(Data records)
====================

PR #2025, opened 2024-03-04
Fix/separate audio player modules

panasetskaya:
Divide audio-player module into two: audio-player-ui and audio-player-data


app/audio-player-ui/src/main/kotlin/com/hedvig/android/audio/player/audioplayer/RememberAudioPlayer.kt
```diff
@@ -265,3 +225,18 @@ private class AudioPlayerImpl(
     }
   }
 }
+
+@Composable
+fun rememberAudioPlayer(playableAudioSource: PlayableAudioSource): AudioPlayer {
```
StylianosGakis, line 230: This file is now named `RemeberAudioPlayer.kt`.
Maybe we can name it `AudioPlayerImpl.kt` instead since that's the main class in here, while it just also has a `remember` composable function it it?

app/audio-player-data/src/main/kotlin/com/hedvig/audio/player/data/SIgnedAudioUrl.kt
```diff
@@ -1,9 +1,13 @@
...
+
+import kotlinx.serialization.Serializable
 
 /**
  * A class to hold the url coming from the backend, with an overridden equals in order to return true in case we're
  * dealing with the same audio file but with a different query string
  */
+
+@Serializable
 class SignedAudioUrl private constructor(
```
StylianosGakis, line 11: This was not @ Serializable before, I assume it is now because a new destination needs to access it right?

====================

● **Task to complete**
Please find every line in the records above that holds the word "This" and copy it.

● **Task response**
StylianosGakis, line 230: This file is now named `RemeberAudioPlayer.kt`.
StylianosGakis, line 11: This was not @ Serializable before, I assume it is now because a new destination needs to access it right?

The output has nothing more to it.